O educador e pesquisador César Obeid, fala em seu site sobre Tradição e

Modernidade e as mudanças ocorridas com o tempo, que não acontecem por aceitação e

sim por uma imposição coletiva. Em relação às escolas que não cantam mais Atirei o

pau no gato ou mesmo que não permitam a briga do Cravo com a Rosa, questiona se a

transformação das letras das cantigas formará jovens mais pacíficos.

De acordo com especialistas no tema, a cultura da paz não significa a ausência

da guerra.
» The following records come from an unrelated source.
PR #486, opened 2020-10-21
Raise warning for undefined decorators

### LINKED ISSUE #348: Unrecognised decorators are ignored but no warning is raised
As a USER I would like to know if something in my code is not translated. E.g:
```
from mod import xfail

@xfail
def f():
    pass
```
This should raise a warning `xfail` not used

nhamidn:
Raise a warning if Pyccel encounters an unknown decorator (not defined in `pyccel.decorators`) and hence ignores it. Fixes #348

### DIFF
--- a/pyccel/ast/utilities.py
+++ b/pyccel/ast/utilities.py
@@ -218,7 +218,8 @@ def builtin_import(expr):
     if source == 'pyccel.decorators':
         funcs = [f[0] for f in inspect.getmembers(pyccel_decorators, inspect.isfunction)]
         for target in expr.target:
-            if str(target) not in funcs:
+            tmp = str(target).split()
+            if tmp[0] not in funcs:
                 errors = Errors()
                 errors.report("{} does not exist in pyccel.decorators".format(target),
                         symbol = expr, severity='error')
--- a/pyccel/ast/utilities.py
+++ b/pyccel/ast/utilities.py
@@ -218,8 +218,8 @@ def builtin_import(expr):
     if source == 'pyccel.decorators':
         funcs = [f[0] for f in inspect.getmembers(pyccel_decorators, inspect.isfunction)]
         for target in expr.target:
-            tmp = str(target).split()
-            if tmp[0] not in funcs:
+            search_target = target.name if isinstance(target, AsName) else target
+            if search_target not in funcs:
                 errors = Errors()
                 errors.report("{} does not exist in pyccel.decorators".format(target),
                         symbol = expr, severity='error')
--- a/pyccel/ast/utilities.py
+++ b/pyccel/ast/utilities.py
@@ -218,7 +218,7 @@ def builtin_import(expr):
     if source == 'pyccel.decorators':
         funcs = [f[0] for f in inspect.getmembers(pyccel_decorators, inspect.isfunction)]
         for target in expr.target:
-            search_target = target.name if isinstance(target, AsName) else target
+            search_target = target.name if isinstance(target, AsName) else str(target)
             if search_target not in funcs:
                 errors = Errors()
                 errors.report("{} does not exist in pyccel.decorators".format(target),
--- a/pyccel/errors/messages.py
+++ b/pyccel/errors/messages.py
@@ -60,6 +60,9 @@ WRONG_NUMBER_OUTPUT_ARGS = 'Number of output arguments does not match number of 
 INDEXED_TUPLE = 'Tuples must be indexed with constant integers for the type inference to work'
 LIST_OF_TUPLES = 'Cannot create list of non-homogeneous tuples'
 
+UNDEFINED_DECORATOR = 'Decorator not used'
+UNDEFINED_DECORATORS = 'Decorators not used'
+
 UNDEFINED_LAMBDA_VARIABLE = 'Unknown variable(s) in lambda function'
 UNDEFINED_LAMBDA_FUNCTION = 'Unknown function in lambda function'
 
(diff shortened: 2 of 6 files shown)


tests/warnings/semantic/UNDEFINED_DECORATOR.py
```diff
@@ -0,0 +1,4 @@
+
```
EmilyBourne, line 1: Missing pylint statement for test file

pyccel/ast/utilities.py
```diff
@@ -218,7 +218,8 @@ def builtin_import(expr):
     if source == 'pyccel.decorators':
         funcs = [f[0] for f in inspect.getmembers(pyccel_decorators, inspect.isfunction)]
         for target in expr.target:
-            if str(target) not in funcs:
+            tmp = str(target).split()
+            if tmp[0] not in funcs:
```
EmilyBourne, line 222: Can you give an example where split is required?

pyccel/errors/messages.py
```diff
@@ -60,6 +60,9 @@
 INDEXED_TUPLE = 'Tuples must be indexed with constant integers for the type inference to work'
 LIST_OF_TUPLES = 'Cannot create list of non-homogeneous tuples'
 
+UNDEFINED_DECORATOR = 'Decorator not used'
+UNDEFINED_DECORATORS = 'Decorators not used'
```
EmilyBourne, line 64: I'm not sure it's worth having 2 error messages just for this, I would just use:
`Decorator(s) not used`

EmilyBourne (changes requested):

pyccel/ast/utilities.py
nhamidn: for example:

`from pyccel.decorators import types as func_types`

` types as func_types` is considered as an import

EmilyBourne: Hmm, I think this would be clearer if you used:
```
target = target.target if isinstance(target, AsName) else target
```

nhamidn: this will make pyccel look for `func_types` in `pyccel.decorators`

in order to check for the imports properly i need to build an import dictionary which i will use to check if the import is defined or not.

EmilyBourne: > this will make pyccel look for `func_types` in `pyccel.decorators`
Ah, sorry then you should use:
`search_target = target.name if isinstance(target, AsName) else target`
> in order to check for the imports properly i need to build an import dictionary which i will use to check if the import is defined or not.
I am not sure I understand why this is necessary

tests/warnings/semantic/UNDEFINED_DECORATOR.py
```diff
@@ -0,0 +1,5 @@
+# pylint: disable=missing-function-docstring, missing-module-docstring/
+
+@toto
```
EmilyBourne, line 3: You can change this line to:
```
@toto # pylint: disable=undefined-variable
```
to disable `undefined-variable` for this line. If there was an `undefined-decorator` pylint flag then I would say disable it for the whole file, but in this case I'd rather just disable it for this line

pyccel/ast/utilities.py
nhamidn: ah sorry its not necessary.

pyccel/ast/utilities.py
```diff
@@ -218,7 +218,8 @@ def builtin_import(expr):
     if source == 'pyccel.decorators':
         funcs = [f[0] for f in inspect.getmembers(pyccel_decorators, inspect.isfunction)]
         for target in expr.target:
-            if str(target) not in funcs:
+            search_target = target.name if isinstance(target, AsName) else target
+            if search_target not in funcs:
```
EmilyBourne, line 222: Are you sure `str()` is no longer needed?

nhamidn: you are right `target` must be casted to `str`

pyccel/parser/semantic.py
```diff
@@ -2295,6 +2296,18 @@ def _visit_FunctionDef(self, expr, **settings):
...
+        keys = decorators.keys()
+        not_used = []
+        for value in keys:
+            if value not in def_decorators.__all__:
+                not_used.append(value)
+
+        if len(not_used) == 1:
+            errors.report(UNDEFINED_DECORATORS, symbol=''.join(not_used), severity='warning')
+        elif len(not_used) > 1:
+            errors.report(UNDEFINED_DECORATORS, symbol=', '.join(not_used), severity='warning')
```
EmilyBourne, line 2309: This separation is no longer needed

EmilyBourne (changes requested):

EmilyBourne (approved):

pyccel/parser/semantic.py
```diff
@@ -2295,6 +2296,16 @@ def _visit_FunctionDef(self, expr, **settings):
         is_private   = expr.is_private
 
         header = expr.header
+
+        keys = decorators.keys()
+        not_used = []
+        for value in keys:
+            if value not in def_decorators.__all__:
+                not_used.append(value)
```
yguclu, line 2304: This can be rewritten in a more compact way (also much faster) using a list comprehension:
```python
not_used = [d for d in decorators if d not in def_decorators.__all__]
```
Please note that when you loop over a dictionary you automatically get an iterator over its keys, so there is no need to use the `keys()` method.

yguclu (changes requested):

yguclu (approved):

Diminuir e controlar nossa própria violência interna já seria um passo

conquistado, afinal, um pai violento que só grita com seus filhos nunca poderá

transmitir-lhes nenhum valor de paz, mesmo que leia qualquer história “politicamente

correta”.
Obeid chama a atenção também para outras formas de violência explícita nas

tradições culturais como a farra do boi, rodeios e mesmo um circo que ainda exibe

animais para diversão humana. São claramente exemplos de maus tratos aos animais

que mesmo assim são carimbados de “folclore”. Destaca ainda que a coleta seletiva não

realizada por muitas escolas, embora embutidas em todo um discurso, também é uma

forma de violência, que agride o meio ambiente, a nós mesmos e às futuras gerações, e

que professores de arte ainda insistem em fazer trabalhos em isopor em sala de aula.
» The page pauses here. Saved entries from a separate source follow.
PR #488, opened 2020-10-21
Handle negative indexes for arrays in fortran

### LINKED ISSUE #248: Conversion of negative indexes in arrays
Currently, `a[-1]` is translated literally to `a(-1)` in Fortran, causing an out-of-bounds warning, and probably not intended behavior. Would it make sense to change it to `a(ubound(a,dim))`? See https://stackoverflow.com/questions/20986269/how-do-i-access-last-item-in-an-array-in-fortran/20986963

EmilyBourne:
Handle negative constants as indexes for arrays. Also handle other indexes that could be negative if the new `allow_negative_index` decorator is specified. This fixes #248 

- Handle indexes which are negative constants by subtracting them from the shape
- Add `allow_negative_index` decorator and save property to `Variable`
- Add modulo operator when the index is not an integer and the user has added the `allow_negative_index` decorator for this variable
- Add tests

### DIFF
--- a/pyccel/parser/syntactic.py
+++ b/pyccel/parser/syntactic.py
@@ -632,6 +632,13 @@ class SyntaxParser(BasicParser):
             for i, arg in enumerate(args):
                 args[i] = str(arg).replace("'", '')
             decorators['stack_array'] = tuple(args)
+
+        if 'allow_negative_index' in decorators:
+            args = list(decorators['allow_negative_index'].args)
+            for i, arg in enumerate(args):
+                args[i] = str(arg).replace("'", '')
+            decorators['allow_negative_index'] = tuple(args)
+
         # extract the types to construct a header
         if 'types' in decorators:
             types = []
--- a/pyccel/parser/syntactic.py
+++ b/pyccel/parser/syntactic.py
@@ -630,13 +630,13 @@ class SyntaxParser(BasicParser):
         if 'stack_array' in decorators:
             args = list(decorators['stack_array'].args)
             for i, arg in enumerate(args):
-                args[i] = str(arg).replace("'", '')
+                args[i] = str(arg)
             decorators['stack_array'] = tuple(args)
 
         if 'allow_negative_index' in decorators:
             args = list(decorators['allow_negative_index'].args)
             for i, arg in enumerate(args):
-                args[i] = str(arg).replace("'", '')
+                args[i] = str(arg)
             decorators['allow_negative_index'] = tuple(args)
 
         # extract the types to construct a header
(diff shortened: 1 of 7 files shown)


pyccel/parser/syntactic.py
```diff
@@ -632,6 +632,13 @@ def _visit_FunctionDef(self, stmt):
             for i, arg in enumerate(args):
                 args[i] = str(arg).replace("'", '')
             decorators['stack_array'] = tuple(args)
+
+        if 'allow_negative_index' in decorators:
+            args = list(decorators['allow_negative_index'].args)
+            for i, arg in enumerate(args):
+                args[i] = str(arg).replace("'", '')
```
nhamidn, line 639: i didn't understand why using `.replace` here

EmilyBourne: You are right. I copied and pasted from the `stack_array` decorator. I suspect it is a hangover from the old parser

nhamidn (approved):

pyccel/parser/syntactic.py
```diff
@@ -630,8 +630,15 @@ def _visit_FunctionDef(self, stmt):
         if 'stack_array' in decorators:
             args = list(decorators['stack_array'].args)
             for i, arg in enumerate(args):
-                args[i] = str(arg).replace("'", '')
+                args[i] = str(arg)
             decorators['stack_array'] = tuple(args)
```
yguclu, line 634: If there is no need to perform any substitution in the arguments' names, we should rewrite this as
```python
decorators['stack_array'] = tuple(str(a) for a in decorators['stack_array'].args)
```

pyccel/parser/syntactic.py
```diff
@@ -630,8 +630,15 @@ def _visit_FunctionDef(self, stmt):
...
+
+        if 'allow_negative_index' in decorators:
+            args = list(decorators['allow_negative_index'].args)
+            for i, arg in enumerate(args):
+                args[i] = str(arg)
+            decorators['allow_negative_index'] = tuple(args)
```
yguclu, line 640: I have the same comment as above. We should rewrite this as
```python
decorators['allow_negative_index'] = tuple(str(a) for a in decorators['allow_negative_index'].args)
```

yguclu (changes requested):

yguclu (approved):

yguclu:
This should be the next PR to go through. So please abort the test builds and update the branch from master.

yguclu:
Never mind, I've just done it myself :wink:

Concordo com o autor quando pontua que é trabalho árduo mudar os velhos hábitos, e

que uma mudança verdadeira, consciente, de respeito e harmonia também faz parte da

tradição.

A jornalista Monica Weinberg, em seu artigo Educação, será?, publicado na

revista VEJA, escreve sobre esse polêmico assunto das “novas versões” das canções

folclóricas. Uma escola tradicional de São Paulo adotou as versões “politicamente

corretas” a pedido dos pais dos alunos. Porém, são apresentadas as duas versões às

crianças, para que elas mesmas sejam capazes de discernir o certo e o errado, explica a

coordenadora.

Beatriz de Souza Bessa, psicóloga, mestranda em Memória Social e componente

do Núcleo Experimental de Arte-Educação destaca como o significado da palavra

politicamente correto virou um jargão e está presente na mídia e no cotidiano de todos

nós: “O politicamente correto ensejaria, portanto, uma robótica das relações sociais.
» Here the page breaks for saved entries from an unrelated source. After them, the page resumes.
PR #501, opened 2020-10-26
Separate Python3 built-in functions from Numpy's functions

### LINKED ISSUE #258: Properly separate Python3 built-in functions from Numpy's and Math's functions
The confusion is evident in [pyccel.ast.utilities](https://github.com/pyccel/pyccel/blob/65fcab425c17bcb24097f2d11561c686633c34fe/pyccel/ast/utilities.py#L26), where the `math_functions` dictionary is used for importing functions that come from both `numpy` and `math`. 

For example, `abs` is a Python3 built-in function (in which case it calls the magic method `__abs__` of its argument) and also a Numpy function, but does not exist in `math`.

We should improve `pyccel.ast` and make sure that each of the functions that we support exists in one of the following modules:
- [x] pyccel.ast.builtins
- [x] pyccel.ast.numpy_ext
- [x] pyccel.ast.math_ext
- [x] pyccel.ast.itertools_ext

To avoid name clashes we must make sure that we use different names in each module, by prepending `Python`, `Numpy`, `Math`, or `Itertool` to the class names.

rakati:
Separate Python3 built-in functions from Numpy's functions:
- prefix numpy classes in numpyext.py by Numpy keyword.
- Add Numpy prefix to necessary printer methods.


EmilyBourne:
Looks like you missed a couple of uses. Codacy should be able to help you with this. It might be worth running the pylint command locally:
```
pylint --disable=all --enable=undefined-variable .
```
As codacy only checks the files that you have changed rather than the whole codebase

EmilyBourne:
Is this PR ready for review? We should try to merge it quickly in case changes are made in other branches involving the classes that you've renamed

pyccel/ast/numpyext.py
```diff
@@ -140,7 +138,7 @@ def __new__(cls, arg, dtype=None, order='C'):
         if dtype is None:
             dtype = arg.dtype
         dtype, prec = process_dtype(dtype)
-
+        print("numpy new array dtype", dtype)
```
EmilyBourne, line 141: Forgotten debugging comment?

EmilyBourne (changes requested):

EmilyBourne (approved):

EmilyBourne (approved):

pyccel/codegen/printing/fcode.py
```diff
@@ -1146,9 +1151,8 @@ def _print_Assign(self, expr):
 
         code = ''
         if (expr.status == 'unallocated') and not (expr.like is None):
-            stmt = ZerosLike(lhs=lhs_code, rhs=expr.like)
-            code += self._print(stmt)
-            code += '\n'
+            errors.report("Numpy array dtype=object not supported ", symbol=expr,
+                    severity='fatal')
```
yguclu, line 1155: Can you explain this change?

EmilyBourne: We discussed this. We thought that given the if condition in the line above, this case was designed to handle:
```
np.zeros_like(None)
Out[3]: array(0, dtype=object)
```
Actually looking at the line again, it seems that I misread it though. There is a `not` in the condition:
```
if (expr.status == 'unallocated') and not (expr.like is None):
```

EmilyBourne: The line has been wrong since you updated the constructor of ZerosLike but our tests never enter this line (probably because `status` is not reliably set). It raises a codacy error. But I don't know what it's supposed to do

yguclu: If we don't know what these lines were supposed to do, I suggest we revert this changes and add a comment:
```python
# TODO [YG, 30.10.2020]: verify what this check does and removed it if obsolete
```

What kind of Codacy error do we get here?

EmilyBourne: The codacy error is about the arguments. The constructor of `ZerosLike` is:
```
def __new__(cls, a, dtype=None, order='K', subok=True)
```
If we are lucky then Codacy will realise that this isn't actually a change (as with the examples in ast/parallel/mpi.py) but if we aren't then this will keep raising an error and will block the merge

rakati: Unexpected keyword argument 'rhs' in constructor call
`stmt = ZerosLike(lhs=lhs_code, rhs=expr.like)`

yguclu: What if we simply comment those lines out and add a TODO comment?

rakati: I agree with you, those lines will help in future implementation.
but I think we should also keep raising an error if so, to help in locating the problem.

yguclu: I see your point, but the error that you are raising is not correct, because there is a `not` in this condition:
```python
if (expr.status == 'unallocated') and not (expr.like is None):
```
So I'd rather just comment out the code to make Codacy happy for now.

Será que isso combina com experiência musical na infância?”

(BESSA,www.polemica.uerj.br).

Analisando as respostas das entrevistas sobre a troca das letras das canções por

outras politicamente corretas, e a influência desta alteração na tradição e no

desenvolvimento do caráter da criança, optei por colocar aqui as observações mais


relevantes das pessoas entrevistadas. Os comentários recebidos me surpreenderam,

assim como os mais divergentes pensamentos, como podemos acompanhar a seguir.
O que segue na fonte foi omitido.